- MATERIAL SHOWN
*** Begin section ***
PR #3227, opened 2023-07-25
Eventing TLS: Configure certificates to force rotate private keys

pierDipi:
As per title, without this configuration the private key is not rotated


Cali0707 (approved):
/lgtm

PR #3247, opened 2023-07-28
Created abstract FilterBenchmark class

### LINKED ISSUE #3233: New Event Filtering: Set up base benchmarking class for filters & use for attribute filter
**Problem**
To make benchmarking the Java filter implementations easier, we should set up a common filter benchmark runner classes, similar to here: https://github.com/knative/eventing/blob/248a471dc3b52b157b9dadffc288c1c49ccbcf47/pkg/eventfilter/benchmarks/common_benchmark_test.go.

To make sure this is working and set a baseline to compare other benchmarks to, we should also use this class to benchmark the attribute filter (https://github.com/knative-sandbox/eventing-kafka-broker/blob/main/data-plane/dispatcher/src/main/java/dev/knative/eventing/kafka/broker/dispatcher/impl/filter/AttributesFilter.java)

**Exit Criteria**
A working benchmark of the `AttributesFilter`

**Time Estimate (optional):** 

https://github.com/knative/eventing/issues/5204

Cali0707:
Fixes #3233 

## Proposed Changes

- Create an abstract class for the filter benchmarks
- Extend the abstract class to benchmark the default ExactFilter filter

### DIFF
--- a/data-plane/benchmarks/src/main/java/dev/knative/eventing/kafka/broker/dispatcher/impl/filter/ExactFilterBenchmark.java
+++ b/data-plane/benchmarks/src/main/java/dev/knative/eventing/kafka/broker/dispatcher/impl/filter/ExactFilterBenchmark.java
@@ -1,0 +1,73 @@
+package dev.knative.eventing.kafka.broker.dispatcher.impl.filter;
+
+import dev.knative.eventing.kafka.broker.dispatcher.Filter;
+import dev.knative.eventing.kafka.broker.dispatcher.impl.filter.subscriptionsapi.ExactFilter;
+import io.cloudevents.CloudEvent;
+import io.cloudevents.core.builder.CloudEventBuilder;
+import io.cloudevents.core.v1.CloudEventV1;
+
+import java.net.URI;
+import java.util.Map;
+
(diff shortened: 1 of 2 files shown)


pierDipi:
@Cali0707 did you run them? Can you share the results?

pierDipi:
```
/mvnw clean package -DskipTests -P no-release

java -jar benchmarks/target/benchmarks.jar ExactFilterBenchmarkNoMatch
```

I've noticed that there are debug log statements printed so it might be measuring that as well, ideally, we have our logging level to `INFO` which is the default value

pierDipi:
> @pierDipi to remove the debug logs, I used the command `java -Dlogback.configurationFile=benchmarks/profiler/resources/config-logging.xml -jar target/benchmarks ExactFilterBenchmark > benchmarks.txt`
> 
> This produced the output file I have attached [benchmarks.txt](https://github.com/knative-extensions/eventing-kafka-broker/files/12242835/benchmarks.txt)

Do you think we could add a little README to the benchmark module to help the next dev that needs to run such benchmarks ?

pierDipi (approved):
The different results are quite interesting, it seems something worth to investigate further 

/lgtm
/approve

PR #3254, opened 2023-08-01
Fix update-codegen.sh for update-cert-manager.sh update

pierDipi:
As per title, we're getting unwanted updates on the update deps automation PRs


Cali0707 (approved):
/lgtm

PR #3261, opened 2023-08-02
Add missing addresses field to broker finalizer

Cali0707:
The broker finalizeKind probe should have the address in the `NewProber.Addresses` field as well, because the composite prober only probes addresses in that list.

## Proposed Changes

- Add the address to the `Addresses` field


matzew (approved):
/lgtm
/approve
*** End section ***
The output should match the records above exactly, line for line.

- ANSWER TO THIS TASK
PR #3227, opened 2023-07-25
Eventing TLS: Configure certificates to force rotate private keys

pierDipi:
As per title, without this configuration the private key is not rotated


Cali0707 (approved):
/lgtm

PR #3247, opened 2023-07-28
Created abstract FilterBenchmark class

### LINKED ISSUE #3233: New Event Filtering: Set up base benchmarking class for filters & use for attribute filter
**Problem**
To make benchmarking the Java filter implementations easier, we should set up a common filter benchmark runner classes, similar to here: https://github.com/knative/eventing/blob/248a471dc3b52b157b9dadffc288c1c49ccbcf47/pkg/eventfilter/benchmarks/common_benchmark_test.go.

To make sure this is working and set a baseline to compare other benchmarks to, we should also use this class to benchmark the attribute filter (https://github.com/knative-sandbox/eventing-kafka-broker/blob/main/data-plane/dispatcher/src/main/java/dev/knative/eventing/kafka/broker/dispatcher/impl/filter/AttributesFilter.java)

**Exit Criteria**
A working benchmark of the `AttributesFilter`

**Time Estimate (optional):** 

https://github.com/knative/eventing/issues/5204

Cali0707:
Fixes #3233 

## Proposed Changes

- Create an abstract class for the filter benchmarks
- Extend the abstract class to benchmark the default ExactFilter filter

### DIFF
--- a/data-plane/benchmarks/src/main/java/dev/knative/eventing/kafka/broker/dispatcher/impl/filter/ExactFilterBenchmark.java
+++ b/data-plane/benchmarks/src/main/java/dev/knative/eventing/kafka/broker/dispatcher/impl/filter/ExactFilterBenchmark.java
@@ -1,0 +1,73 @@
+package dev.knative.eventing.kafka.broker.dispatcher.impl.filter;
+
+import dev.knative.eventing.kafka.broker.dispatcher.Filter;
+import dev.knative.eventing.kafka.broker.dispatcher.impl.filter.subscriptionsapi.ExactFilter;
+import io.cloudevents.CloudEvent;
+import io.cloudevents.core.builder.CloudEventBuilder;
+import io.cloudevents.core.v1.CloudEventV1;
+
+import java.net.URI;
+import java.util.Map;
+
(diff shortened: 1 of 2 files shown)


pierDipi:
@Cali0707 did you run them? Can you share the results?

pierDipi:
```
/mvnw clean package -DskipTests -P no-release

java -jar benchmarks/target/benchmarks.jar ExactFilterBenchmarkNoMatch
```

I've noticed that there are debug log statements printed so it might be measuring that as well, ideally, we have our logging level to `INFO` which is the default value

pierDipi:
> @pierDipi to remove the debug logs, I used the command `java -Dlogback.configurationFile=benchmarks/profiler/resources/config-logging.xml -jar target/benchmarks ExactFilterBenchmark > benchmarks.txt`
> 
> This produced the output file I have attached [benchmarks.txt](https://github.com/knative-extensions/eventing-kafka-broker/files/12242835/benchmarks.txt)

Do you think we could add a little README to the benchmark module to help the next dev that needs to run such benchmarks ?

pierDipi (approved):
The different results are quite interesting, it seems something worth to investigate further 

/lgtm
/approve

PR #3254, opened 2023-08-01
Fix update-codegen.sh for update-cert-manager.sh update

pierDipi:
As per title, we're getting unwanted updates on the update deps automation PRs


Cali0707 (approved):
/lgtm

PR #3261, opened 2023-08-02
Add missing addresses field to broker finalizer

Cali0707:
The broker finalizeKind probe should have the address in the `NewProber.Addresses` field as well, because the composite prober only probes addresses in that list.

## Proposed Changes

- Add the address to the `Addresses` field


matzew (approved):
/lgtm
/approve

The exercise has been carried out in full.